In this work, we focus on the time-resolved E_p, i − L_iso correlation, which can be modelled as a power law (PL),

$$\begin{array}{c}\hfill log\left(\frac{E_{\mathrm{p},\mathrm{i}}}{\mathrm{keV}}\right)=mlog\left(\frac{L_{\mathrm{iso}}}{{10}^{52}{\mathrm{erg}\mathrm{s}}^{-1}}\right)+q,\end{array}$$(1)

where m and q are the PL index and normalisation, respectively. The correlation is also characterised by an intrinsic dispersion, σ_int, whose origin is still unknown.

Even if this correlation was discovered starting from time-average spectra of different GRBs, several authors (Ghirlanda et al. 2010; Frontera et al. 2012; Lu et al. 2012; Basak & Rao 2013) found that it holds within individual GRBs as well, with a slope and normalisation consistent with the time-integrated values. The fact that the dispersion does not vanish within individual bursts is evidence that its origin cannot be entirely ascribed to properties that differ for each GRB, such as the jet opening angle, as originally suggested by Ghirlanda et al. (2004). Yet, the question remains as to which extent the dispersion must be ascribed to the dissipation mechanism operating within individual bursts and what is, instead, due to assembling different sources. To gain clues, we decided to compare the values of the dispersion of individual bursts with the dispersion of a whole sample of bursts.

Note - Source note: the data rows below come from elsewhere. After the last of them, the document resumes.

PR #4327, opened 2023-06-02
Enable photometry form to ingest MJD

mcoughlin:
This PR enables the photometry form to ingest MJD.


Theodlz:
@mcoughlin I added few lines to not create altdata for rows that should have any. If that looks good to you, let me know and I'll merge.

Theodlz (approved):
LGTM

PR #4329, opened 2023-06-02
TNS photometry

mcoughlin:
This PR enables retrieval of TNS photometry.

### DIFF
--- a/skyportal/handlers/api/tns.py
+++ b/skyportal/handlers/api/tns.py
@@ -211,8 +211,7 @@ def tns_retrieval(
 
     user = session.scalar(sa.select(User).where(User.id == user_id))
 
-    # try:
-    if True:
+    try:
         obj = session.scalars(Obj.select(user).where(Obj.id == obj_id)).first()
         if obj is None:
             raise ValueError(f'No object available with ID {obj_id}')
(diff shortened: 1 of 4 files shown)


skyportal/utils/tns.py
```diff
@@ -50,7 +55,8 @@
     'ztfr': 111,
     'ztfi': 112,
 }
-INSTRUMENT_TNS_IDS = {v: k for k, v in TNS_INSTRUMENT_IDS.items()}
+
+FILTER_TNS_IDS = {v: k for k, v in TNS_FILTER_IDS.items()}
```
Theodlz, line 59: Maybe we should rename those: `SNCOSMO_TO_TNSFILTER`, and `TNSFILTER_TO_SNCOSMO`, or something similar to make it a little more clear. Or keep the current names but just add a `_TO_` in between.
Very minor comment however, feel free to ignore.

skyportal/handlers/api/tns.py
```diff
@@ -254,6 +263,25 @@ def tns_retrieval(obj_id, tnsrobot_id, user_id, include_spectra=False):
...
+                            data_out = {
+                                'obj_id': obj_id,
+                                'instrument_id': instrument_id,
+                                'group_ids': group_ids,
+                                **df.to_dict(orient='list'),
+                            }
+                            add_external_photometry(data_out, user)
+                        except Exception as e:
+                            log(
+                                f'Cannot read TNS photometry {str(photometry)}: {str(e)}'
```
Theodlz, line 282: Here I'd use flow to send a frontend messages. You can maybe store failed ingestions info in a list to concatenate into one error message you can send back to the frontend after iterating. That way we can display a message on the frontend (well of course, if this was triggered from the frontend). This is to avoid us from having to check the logs manually every time someone doesn't get the data they expected to ingest.

Theodlz (approved):
2 minor comments, but LGTM!

mcoughlin:
@Theodlz can you add these changes quick? :)

Theodlz:
> @Theodlz can you add these changes quick? :)

Made these changes. I would suggest trying the code before merging, but LGTM.

PR #4330, opened 2023-06-02
Profile page safety: Followup requests preference

Theodlz:
This PR adds a little more type safety to the profile page's followup requests preferences components.


mcoughlin (approved):
This is clearly better. LGTM.

PR #4340, opened 2023-06-06
Forced photometry Delete Bugfix

Theodlz:
Compared to "triggered" followup, there is no queue_name for forced phot, or anything to delete from the server in general it seems.

This PR skips deleting from server for FP.


mcoughlin (approved):
LGTM

PR #4341, opened 2023-06-06
InstrumentSummary start and end form

mcoughlin:
This PR adds form to Instrument Summary to select start and end data.


skyportal/plot.py
```diff
@@ -3092,11 +3093,18 @@ async def instrument_log_plot(
...
+        InstrumentLog.instrument_id == instrument_id
+    )
+    if start_date is not None:
+        stmt = stmt.where(InstrumentLog.end_date >= start_date)
+
+    if end_date is not None:
+        stmt = stmt.where(InstrumentLog.start_date <= end_date)
+
+    instrument_logs = session.scalars(stmt).all()
+    if len(instrument_logs) == 0:
```
Theodlz, line 3106: This causes frontend issues I think. The frontend should receive a dictionary with the Bokeh expected structure, but empty data. Not a list of 3 null values (when inspecting you can see a json error).

mcoughlin: I fixed Plot.jsx to check for ! null.

PR #4345, opened 2023-06-07
WIP - GCN Notification: No DB Trigger

Theodlz:
This PR tries to change how we trigger notifications on events. Instead of relying on new Localization being added and triggering a db trigger, we simply push to the queue in the method to ingest events. That way, we can handle missing localizations as well as wait for tags (of both events and localizations) to be added.


mcoughlin (approved):
This will be best tested in production. Here we gooooo

Theodlz:
> This will be best tested in production. Here we gooooo

Terrifying

PR #4346, opened 2023-06-07
altdata list

mcoughlin:
This PR makes altdata a list if it is not already.


mcoughlin:
Fixes issues in production. Self-merging.

PR #4347, opened 2023-06-07
Object delete with more checks

mcoughlin:
This PR restores the  object delete with more checks.


Theodlz (commented):
Hi @mcoughlin, I would also make sure there is: no classifications, no annotatis, no analysis, and maybe even no confirmed/rejected in gcn status.
What do you think?

Also, I think you need to run these queries not with the user that hit the endpoint, but was user_id=1, or any other way that actually has access to all of the data. Otherwise, we might allow deletion of an object even if there is data that this user doesn't have access to.

mcoughlin:
@Theodlz please see revised version!

Theodlz (approved):
LGTM. As suggested maybe consider a check on analysis, but other than that it looks good.

mcoughlin:
@Theodlz i checked but the way the mixin works makes that weird or something.

Theodlz:
> @Theodlz i checked but the way the mixin works makes that weird or something.

Ah ok got it. That's fine then, it can go in as is.

PR #4357, opened 2023-06-09
Annotation buttons: Styling

Theodlz:
Very small change to support another change in Fritz (annotation buttons plugins)


mcoughlin (approved):
Frontend!

PR #4760, opened 2024-02-11
Remove unused NGINX service config

Theodlz:
Remove unused config file added in previous commit, when attempting to get brotli installed from source and not from ppa


Theodlz:
self merging

PR #4766, opened 2024-02-13
Follow-up requests constraints: conesearches

Theodlz:
In practice, we noticed how many duplicates of a source you might get with a survey like ZTF.

So it makes more sense to apply these constraints to nearby sources and not by exact name.

Also, we add a "no_duplicates" constraints to cancel triggering if there's already a follow-up request with the same allocation that is submitted or completed. We already have that logic in Kowalski but this will add redundancy and help with concurrency issues.


Theodlz:
@nabeelre

PR #4768, opened 2024-02-15
Follow-up requests constraints: not_if_duplicates as cone search

Theodlz:
Just like for the other conditions, use a cone search instead of an exact match.

Also, change the queries from scalars().all() to scalars().first() to only get one match, as anyway our conditions are of the form "if any", meaning we don't need more than one.


mcoughlin (approved):
LGTM!

PR #4769, opened 2024-02-20
TNS V2

Theodlz:
The idea here is that we want better TNS interactions, with fine grain control over who can use a TNS robot to report anything to TNS, who should always be mentioned as coauthor, and who is allowed to trigger auto-reports when saving to a group that we allow auto-report for.

This means better SQLAlchemy models:
- a TNSRobot model not bound to a single group
- a TNSRobotGroup model that binds N robots to N groups: a subset of these groups can be owners of the robot, and can activate auto reporting, add/remove auto-reporters, add/edit/remove groups...
- a TNSRobotGroupAutoreporter model that binds N robots to N group users allowed to trigger an automatic report when a source is saved to a group.
- a TNSRobotCoauthor model that lists users that will always be listed as coauthor of a TNS report made with this group.
- a TNSRobotSubmission model binding an obj to a tns_robot (and a user "submitter") for submission with a submission status. Used by the microservice to process requests instead of sending internal API calls and losing requests on restart/crash.
- A brand new microservice submission service, feeding from the submission table, and sending error messages to the frontend user with websockets.

Naturally, this comes with API endpoints to create/modify/delete entries in said tables, and:
- a dedicated frontend page, to create/edit/delete all TNS robots, instead of one table on each group page
- a submission table page, where one can see all the submission jobs created for a robot, along with their status and payload if submitted to TNS.

NEW ADDITIONS:
* redesigned the TNS retrieval microservice, to not have these 2 duplicate logics running in parallel to query TNS for data of new and existing objects, but only one service which queue is fed by a TNS watcher (looking for new objects on TNS to add to SkyPortal) and the API (frontend users ask the app to find the TNS name of an existing object).
*  deprecated the spectra report submission, which does not work with the current code on main anyways, and is not used by anyone. We might want to bring this feature back in the future based on user request(s).


Theodlz:
@nabeelre so you know that this exists

Theodlz:
@mcoughlin tests won't pass because I need to merge a PR in baselayer, but 99% of the features are implemented here.

static/js/components/TransferList.jsx
```diff
@@ -0,0 +1,197 @@
...
+import Card from "@mui/material/Card";
+import CardHeader from "@mui/material/CardHeader";
+import ListItemButton from "@mui/material/ListItemButton";
+import ListItemText from "@mui/material/ListItemText";
+import ListItemIcon from "@mui/material/ListItemIcon";
+import Checkbox from "@mui/material/Checkbox";
+import Button from "@mui/material/Button";
+import Divider from "@mui/material/Divider";
+
+function not(a, b) {
```
mcoughlin, line 14: Something for a .js utility file?

mcoughlin (approved):
A few ideas here and there, small edits.

skyportal/handlers/api/tns.py
```diff
@@ -241,203 +389,513 @@ def put(self, tnsrobot_id):
...
+        # the PUT handler is used to add or edit a group
         data = self.get_json()
+        autoreport = data.get('autoreport', None)
+        owner = data.get('owner', None)
+        if group_id is None:
+            group_id = data.get('group_id', None)
+
+        if autoreport is not None:
+            # try to convert the autoreport to a boolean
+            if str(autoreport) in ['True', 'true', '1', 't']:
```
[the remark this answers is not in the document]
Theodlz: Maybe, but no idea where it is...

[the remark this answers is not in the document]
Theodlz: Yeah I only find different places implementing that, though I agree that just one method re-used accross the app would be so much better

services/tns_submission_queue/tns_submission_queue.py
```diff
@@ -35,425 +42,579 @@
...
-            required_keys = {'obj_ids', 'tnsrobot_id', 'user_id', 'reporters'}
-            if not required_keys.issubset(set(data.keys())):
-                self.set_status(400)
-                return self.write(
-                    {
-                        "status": "error",
-                        "message": "TNS requests require obj_ids, tnsrobot_id, user_id, and reporters",
-                    }
+                # DEBUG ONLY, NOT SENDING
+                status_code = 0
```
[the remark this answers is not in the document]
Theodlz: the comment no, the status code to 0 yes

services/tns_submission_queue/tns_submission_queue.py
```diff
@@ -35,425 +44,613 @@
...
-        if 'api_key' not in altdata:
-            raise ValueError('Missing TNS API key.')
-
-        if archival is True:
-            if len(archival_comment) == 0:
-                raise ValueError(
-                    'If source flagged as archival, archival_comment is required'
+@check_loaded(logger=log)
+def service(*args, **kwargs):
+    while True:
```
stefanv, line 50: This is quite a long piece of code. Would it make sense to break it into functions? Something along the lines of:

```
while True:
    next_task = fetch_task()
    if next_task is None:
        time.sleep(5)
    else:
        service_task(next_task)
```

skyportal/handlers/api/tns.py
```diff
@@ -40,90 +48,199 @@
...
-
-        group_id = self.get_query_argument("groupID", None)
-
-        with self.Session() as session:
-            try:
-                # get owned tnsrobots
-                stmt = TNSRobot.select(session.user_or_token).options(
-                    joinedload(TNSRobot.auto_report_streams),
-                    joinedload(TNSRobot.auto_report_instruments),
+def create_tns_robot(
```
stefanv, line 51: Type annotate or add docstrings, even for internal functions. It's surprising how hard it can be to guess later on what we, ourselves, expected as input at the time.

stefanv (commented):
Looks sensible! I won't go to deep, since there's a warning not to review ;)

Watch out for very long pieces of code---they can make it hard to follow logic, so it's helpful to break them into functions (as you already do for, e.g., update_tns_robot).

Those functions can also often be tested by themselves, so that we need to lean less heavily on web-based testing.

services/tns_submission_queue/tns_submission_queue.py
Theodlz: Yes! Exactly what I've been doing this morning. I'm trying to avoid redundant pieces of code too.

skyportal/handlers/api/tns.py
Theodlz: Agreed, will add now!

services/tns_submission_queue/tns_submission_queue.py
Theodlz: Done!

Theodlz:
@stefanv you can rereview now if you'd like!

skyportal/models/tns.py
```diff
@@ -43,30 +38,43 @@ class TNSRobot(Base):
...
+        nullable=False,
+        server_default="",
+        doc="Acknowledgments to use for this robot.",
+    )
+
+    report_existing = sa.Column(
+        sa.Boolean,
+        nullable=False,
+        server_default="false",
+        doc="Whether to still report objects that are already in the TNS, but not reported with this object internal name (i.e., reportedby another survey).",
```
mcoughlin, line 70: reported by

mcoughlin (approved):
Only other comment is whether you want to do some logging when you put the request in the db. But looks good

Theodlz:
addressed your comments @mcoughlin 👍

mcoughlin:
@Theodlz thanks!

static/js/components/TNSRobotsPage.jsx
```diff
@@ -1038,6 +1040,20 @@ const TNSRobotsPage = () => {
     );
   };
 
+  const renderAcknowledgments = (dataIndex) => {
+    const tnsrobot = tnsrobotList[dataIndex];
+    return (
+      <Tooltip
+        title={`Added at the end of the author list, e.g. 'First Last (University), ${
+          tnsrobot?.acknowledgments || "<insert_acknowledgments_here>"
```
stefanv, line 1048: Won't this be confusing, to display the existing acknowledgements in the tooltip? Also, here and above, is the `<` expected as part of the string? If not, you may simply want to replace it with an example: "Jane Doe (CalTech), added spectroscopy" (or whatever makes sense).

services/thumbnail_queue/thumbnail_queue.py
```diff
@@ -80,7 +80,7 @@ def service(*args, **kwargs):
                 obj, err = fetch_obj(session)
                 if err is not None:
                     log(f"Error fetching object with missing thumbnails: {str(err)}")
-                    time.sleep(5)
+                    time.sleep(1)
```
stefanv, line 83: Let's go :rocket: :sweat_smile:

static/js/components/CommentAttachmentPreview.jsx
```diff
@@ -153,6 +153,26 @@ const CommentAttachmentPreview = ({
   const isCached = commentId === cachedAttachmentCommentId;
 
   const [open, setOpen] = useState(false);
+
+  const getURLs = () => {
+    const type = filename.includes(".") ? filename.split(".").pop() : "";
+    let baseUrl = "";
+    // The FilePreviewer expects a url ending with .pdf for PDF files
+    if (associatedResourceType === "gcn_event") {
```
stefanv, line 161: This may be a good place for a [switch statement](https://developer.mozilla.org/en-US/docs/Web/JavaScript/Reference/Statements/switch).

static/js/components/TNSRobotsPage.jsx
Theodlz: So the idea of that tooltip is explain a user what this "acknowledgments" field adds to the report. So if there is already a value, I felt like showing what the actual string send to TNS will look like was useful.

The "<insert_acknowledgments_here>" was just to make it clear that it's a placeholder where the acknowledgments will be.

I can change the format for sure, but the idea is just for the user to understand that it's basically a string appended to the end of the other list after a comma

static/js/components/CommentAttachmentPreview.jsx
```diff
@@ -272,12 +279,28 @@ const CommentAttachmentPreview = ({
...
-                  hideControls
-                />
-              )}
+              {supportedType &&
+                ["jpeg", "jpg", "png", "gif"].includes(fileType) && (
+                  <img
+                    src={previewUrl}
+                    alt={filename}
+                    style={{
+                      maxHeight: "68vh",
```
stefanv, line 288: Where do these values come from? 68vh seems rather specific.

services/thumbnail_queue/thumbnail_queue.py
Theodlz: These errors never occur, but if they do there's no point in sleeping really. I felt like a 1 second sleep was enough to not just absolutely destroy the logs if we do get stuck in an error, but no need for 5 seconds here.

static/js/components/CommentAttachmentPreview.jsx
Theodlz: Agreed! Will add in a following PR. This was a quick fix I added here based on user feedback I got last night, but I want to have a dedicated PR. `react-file-preview` is a dead package, we should not use it anymore. And the PDF display is plain crap.

static/js/components/CommentAttachmentPreview.jsx
Theodlz: I could have a `calc(do_something)` instead, but it's basically what's enough to exclude the app bar, the dialog header, and dialog footer, and the margins between the dialog and the page on top and bottom. It's pretty arbitrary, and again in that PR I want to open that I mentioned in a comment above, I want to have something that figures out the exact height that's available.

skyportal/handlers/api/source.py
```diff
@@ -1943,6 +1943,9 @@ def post_source(data, user_id, session, refresh_source=True):
                 auto_submission=True,
             )
             session.add(submission_request)
+            log(
+                f"Added TNSRobotSubmission request for obj_id {obj.id} saved to group {group.id} with tnsrobot_id {tnsrobot_group_with_autoreporter.tnsrobot_id} for user_id {user.id}"
```
stefanv, line 1947: Not necessary to use here, but fun feature of f-strings: `f"{obj.id=}"` -> `obj.id=3`.

static/js/components/CommentAttachmentPreview.jsx
stefanv: Yes, there is a replacement now, linked from the related issue.

skyportal/handlers/api/source.py
Theodlz: oh!!! Where has this been all my life 💀 💀 💀 💀 💀 💀 

Thanks! That will be super super useful to shorten a lot of f strings!

static/js/components/CommentAttachmentPreview.jsx
stefanv: It's probably a good idea to file issues for items you think you may address in the future. With checklists, if the issue covers multiple items. I'm amazed at how often I intend to fix something and then get distracted along the way.

Theodlz: Yes! I agree 100% I used to do it but I should use that again. I'm taking care of deploy right now, but I will have time to open a bunch of issues tomorrow afternoon. I got a batch of feature request that will require a significant number frontend and backend changes, so it will come in handy.

static/js/components/CommentAttachmentPreview.jsx
Theodlz: Oh I didn't see that the last issue on that package was yours hahaha

skyportal/utils/tns.py
```diff
@@ -501,6 +603,22 @@ def get_objects_from_page(
...
 def get_tns_objects(headers, discovered_period_value=5, discovered_period_units='days'):
+    """Get all objects from TNS
+
+    Parameters
+    ----------
+    headers : dict
+        Headers to use for the request
+    discovered_period_value : int, optional
+        Discovered period value, by default 5
+    discovered_period_units : str, optional
```
stefanv, line 619: Maybe make this an enum:

```
discovered_period_units : {'days', 'hours', 'minutes', 'seconds'}, optional
```

services/tns_submission_queue/tns_submission_queue.py
```diff
@@ -52,6 +52,618 @@ class TNSReportError(Exception):
     pass
 
 
+def find_accessible_tnsrobot_groups(tnsrobot, user, submission_request, session):
+    """Verify that the user is allowed to submit to TNS with this robot, and return the TNSRobotGroup to use for submission if so.
```
stefanv: Is this a permission check on the robot, on TNS, or on both?

services/tns_submission_queue/tns_submission_queue.py
```diff
@@ -52,6 +52,618 @@ class TNSReportError(Exception):
...
+        tnsrobot_group = tnsrobot_groups_with_autoreport[0]
+    else:
+        # we use the first remaining group to submit the object
+        tnsrobot_group = tnsrobot_groups[0]
+
+    return tnsrobot_group, tnsrobot_groups
+
+
+def apply_existing_tnsreport_rules(tns_headers, tnsrobot, submission_request, session):
+    """Apply the rules for existing TNS reports to the submission request.
```
stefanv, line 131: What are these rules defined? Or is this the logic in the function to prevent duplicate submissions?

services/tns_submission_queue/tns_submission_queue.py
```diff
@@ -52,6 +52,618 @@ class TNSReportError(Exception):
...
+            raise TNSReportError(
+                f'No source {obj_id} saved to any group with TNSRobot {tnsrobot_id}.'
+            )
+        else:
+            raise TNSReportError(
+                f'No source {obj_id} saved to group with TNSRobot {tnsrobot_id}.'
+            )
+
+
+def build_reporters_string(submission_request, source, tnsrobot, session):
```
stefanv, line 216: This is the type of logic that is quite easy to unit test outside of the web framework.

services/tns_submission_queue/tns_submission_queue.py
```diff
@@ -52,6 +52,618 @@ class TNSReportError(Exception):
...
+            )
+        ).all()
+
+        if len(photometry) == 0:
+            raise TNSReportError(
+                f'No photometry available for {obj_id} with instruments {instrument_ids}.'
+            )
+
+        # FILTER THE PHOTOMETRY BY STREAMS
+        # we keep the photometry that is attached to no streams or to at least one of the streams that are in the list of all_streams
```
stefanv: Out of curiosity, are you not concerned about data permissions when submitting to TNS?

services/tns_submission_queue/tns_submission_queue.py
```diff
@@ -52,6 +52,618 @@ class TNSReportError(Exception):
...
+            raise TNSReportError(
+                f'No acknowledgments found for tnsrobot {tnsrobot_id}, cannot report {obj_id} to TNS.'
+            )
+
+        reporters += f' {str(tnsrobot.acknowledgments).strip()}'
+
+    return reporters
+
+
+def process_submission_request(submission_request, session):
```
stefanv, line 658: This function seems to still do generation + submission of the report; worth separating?

services/tns_submission_queue/tns_submission_queue.py
Theodlz: on the TNS robot groups of the TNS robot. THe docstring is misleading, I will update it

services/tns_submission_queue/tns_submission_queue.py
Theodlz: I could describe them in greater detail. here too, but it's described at the DB model schema, as this relies on the `report_existing` flag.

services/tns_submission_queue/tns_submission_queue.py
Theodlz: Good point, will do!

PR #4770, opened 2024-02-21
PUT photometry deduplication: optionally ignore flux in logic + optional update

Theodlz:
Here we allow PUT photometry to not account for flux when deduplicating (meaning we consider a duplicate anything with the same mjd, instrument_id, obj_id, and origin), and to (optionally) update the duplicates if that's the case. BUT, for safety we limit the update to only photometry rows that have an origin specified already. That will avoid accidental updates of photometry from different sources that forgot to specify and origin value.

This will be very useful for 2 use cases:
- for those who upgrade their photometry pipeline, to update datapoints from the same observation and pipeline (meaning, hopefully, same mjd, instrument_id, and origin) without running a risky bulk delete and then re-adding the data.
- when pushing data from a broker, where deduplication or updates of the data happen upstream, but Fritz is naturally not aware of that, but simply replacing old photometry by new photometry means using the most recent and deduplicated values anyway.

In production, the first application of this will be pushing the alert-based forced photometry from ZTF to Fritz. That alert-based FP is recomputed for each detections/alerts, and upstream the broker has its own logic to decide what FP to keep at a given JD: old or new. So the deduplication happens upstream, but if we push FP to Fritz for alert 1, and do it again for alert 2 without this new code from this PR, we would re-duplicate the data. This allows us to prevent that.

TODO: add an ACL to use this option or limit it to superusers only for now. We don't want any user to be allowed to update existing photometry data.


mcoughlin (approved):
LGTM

Theodlz:
Thanks for the review @mcoughlin I'll just add some tests before merging tomorrow or on Thursday

skyportal/handlers/api/photometry.py
```diff
@@ -1418,12 +1456,51 @@ def put(self):
                                 f'Adding streams {stream_ids_update} to photometry {duplicate.id}'
                             )
 
+                    # if ignoring flux deduplication, do we update the value(s) of the existing photometry?
```
stefanv, line 1459: Not quite clear what these two lines of comments mean.

skyportal/handlers/api/photometry.py
```diff
@@ -664,6 +665,8 @@ def get_values_table_and_condition(df):
     df: `pandas.DataFrame`
         Dataframe with the columns 'obj_id', 'instrument_id', 'origin',
         'mjd', 'standardized_fluxerr', 'standardized_flux'.
+    ignore_flux: bool
```
stefanv, line 668:
```suggestion
    ignore_flux : bool
```

skyportal/handlers/api/photometry.py
```diff
@@ -1418,12 +1456,51 @@ def put(self):
...
+                        and ignore_flux_replace
+                        and str(duplicate.origin).strip().lower()
+                        not in ['none', '', 'nan', 'null']
+                    ):
+                        # we might have more than one datapoint at a given: jd, instrument_id, filter, and origin
+                        # that do have different flux values. We can't update the flux/fluxerr for all of them,
+                        # because this will conflict with the deduplication index we have and raise an error
+                        # so we only want to update the first one we find
+                        # for that, we compute a hash of the jd, instrument_id, filter, and origin everytime we update a row
+                        # store it, and make sure we don't update a row with the same hash twice
```
stefanv, line 1472: Also unclear; can we better document when this situation arises?

skyportal/handlers/api/photometry.py
```diff
@@ -1327,6 +1339,11 @@ def put(self):
 
         refresh = self.get_query_argument('refresh', default=False)
 
+        if refresh is not None and str(refresh).lower() in ['true', 't', '1']:
```
stefanv, line 1342: Are we missing a doc update to the PUT handler?

skyportal/handlers/api/photometry.py
```diff
@@ -1418,12 +1456,51 @@ def put(self):
...
+                        and str(duplicate.origin).strip().lower()
+                        not in ['none', '', 'nan', 'null']
+                    ):
+                        # we might have more than one datapoint at a given: jd, instrument_id, filter, and origin
+                        # that do have different flux values. We can't update the flux/fluxerr for all of them,
+                        # because this will conflict with the deduplication index we have and raise an error
+                        # so we only want to update the first one we find
+                        # for that, we compute a hash of the jd, instrument_id, filter, and origin everytime we update a row
+                        # store it, and make sure we don't update a row with the same hash twice
+                        duplicate_hash = hashlib.sha256(
```
stefanv, line 1473: How about rather a few calls to `hashlib.update`?

stefanv (commented):
Since this is a bit tricky, it's worth getting the documentation very clear. Otherwise, the code looks fine.

Theodlz:
Thanks a lot for the review @stefanv! Yes, documentation and comments could be better. Let me update that now!

skyportal/handlers/api/photometry.py
Theodlz: Why is that space needed for this argument but not the others?

skyportal/handlers/api/photometry.py
Theodlz: added

skyportal/handlers/api/photometry.py
Theodlz: removed hash calculation in favor of a simple string to avoid unnecessary computation

skyportal/handlers/api/photometry.py
Theodlz: I updated that comment, though the docstring should now explain what's happening (might not even need another comment there)

skyportal/handlers/api/photometry.py
Theodlz: updated, and as mentioned in another comment this is also explained in the docstring now

skyportal/handlers/api/photometry.py
stefanv: It should be everywhere, according to the numpydoc standard.

stefanv (approved):

PR #4771, opened 2024-02-21
Langchain, openai, and pinecone update

Theodlz:
All of these APIs have changed a ton since the summary and summary search features have been implemented, and recent attempts at updating these packages along with dependabot created some issues.

This PR upgrades the dependency we need and the code needed to use them.

I tested both summarization and summary search with pinecone, and everything now works as expected 👍

### DIFF
--- a/config.yaml.defaults
+++ b/config.yaml.defaults
@@ -732,7 +732,6 @@ analysis_services:
     embeddings_store:
       summary:
         location: pinecone
-        environment: us-east1-gcp
         api_key:
         index_name: openai-skyportal-summary
         index_size: 1536
--- a/requirements.txt
+++ b/requirements.txt
@@ -1,7 +1,7 @@
 astroscrappy==1.1.0
 numpy==1.23.4
 scipy==1.11.3
-pandas==2.1.4
+pandas==2.2.0
 dask==2023.4.1
 geopandas==0.13.2
 intervals==0.9.2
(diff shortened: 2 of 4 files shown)


profjsb (changes requested):
It looks like the new API version of pinecone requires a `spec` keyword during `create_index` (this happens the first time a given API key references a pinecone instance that does not have an index yet.

```bassh
Traceback (most recent call last):
  File "services/openai_analysis_service/app.py", line 51, in <module>
    pinecone_client.create_index(
TypeError: create_index() missing 1 required positional argument: 'spec'
```
See
https://docs.pinecone.io/reference/create_index

Theodlz:
> It looks like the new API version of pinecone requires a `spec` keyword during `create_index` (this happens the first time a given API key references a pinecone instance that does not have an index yet.
> 
> ```shell
> Traceback (most recent call last):
>   File "services/openai_analysis_service/app.py", line 51, in <module>
>     pinecone_client.create_index(
> TypeError: create_index() missing 1 required positional argument: 'spec'
> ```
> 
> I think we're using the (free) `pod` version instead of the `serverless` version, which requires an `environment`, `pod_type`, etc. See https://docs.pinecone.io/reference/create_index

@profjsb thanks for the feedback. I'm running the pod version and created the index manually before running SP, which is probably why I didn't have that error. I'll look into it.

Theodlz:
@profjsb these changes worked for me. We should now also support serverless if one wants to do that (though that part is not tested).

I made sure to delete my index on my personal pinecone account, ran SP and it built the index just fine

profjsb (changes requested):
With a fresh installation, without adding the openAI key to the user, when trying the search_summary page I get an error `local variable 'user_openai_key' referenced before assignment`. Looks like this is happening in `handlers/api/summary_query.py", line 236

Theodlz:
@profjsb should be fixed now

profjsb (approved):

PR #4773, opened 2024-02-23
Remove image analysis (STDPIPE) feature

Theodlz:
We've seen how this just does not work, as STDPIPE grabs all of the resources of the machine and impacts the app's performance very negatively.

In the future, we might want to simply package that into an external analysis service that can POST photometry back to the app long with metadata about the results. But for now, we remove the integration of STDPIPE from SkyPortal.

A backup of all the STDPIPE-related code is available here: https://github.com/Theodlz/skyportal-stdpipe


mcoughlin (approved):
LGTM

Theodlz:
This is enough green tests to know that removing that feature didn't break everything. Merging

PR #4776, opened 2024-02-27
More flexibility in xml file ingestion

mcoughlin:
This PR makes voevent xml file more flexible.


Theodlz (approved):
LGTM. Very cool! I didn't notice that TestCoords thing, this is great, thanks!

PR #4778, opened 2024-02-28
2nd CandidateHandler: return candidates and not objs

Theodlz:
The current CandidateHandler is designed to return the objects associated with candidates that passed a set of filters + a bunch of constraints on candidates, associated source/obj, ...

For some applications, we want a handler that does not necessarily implement all of these parameters, but that returns the actual Candidate entries from the DB.

Though I'm not convinced about the handler's name and endpoint (open to suggestions), this handler allows us to do that.

An example usage of this API endpoint is figuring out what candidates/alerts passed a Kowalski filter, not just what ObjectID. Useful to map back to the exact alert packet and compute some stats.


skyportal/app_server.py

Recently, Camisasca et al. (2023a) confirmed that the minimum variability timescale (MVT) of type-II GRBs correlates with peak luminosity and the Lorentz factor and they found evidence that it may also correlate with the jet opening angle. A possible interpretation builds on 3D general-relativity-magneto-hydrodynamic state-of-the-art simulations of a structured, relativistic jet propagating through stellar envelopes and possibly wobbling around the line of sight (Gottlieb et al. 2022). Motivated by these results, we tested the possibility that the intrinsic dispersion of individual bursts might be due to the putative wobbling of the jet: in fact, in that case, a correlation between σ_int, the jet angle, and/or the Lorentz factor could be expected, in principle.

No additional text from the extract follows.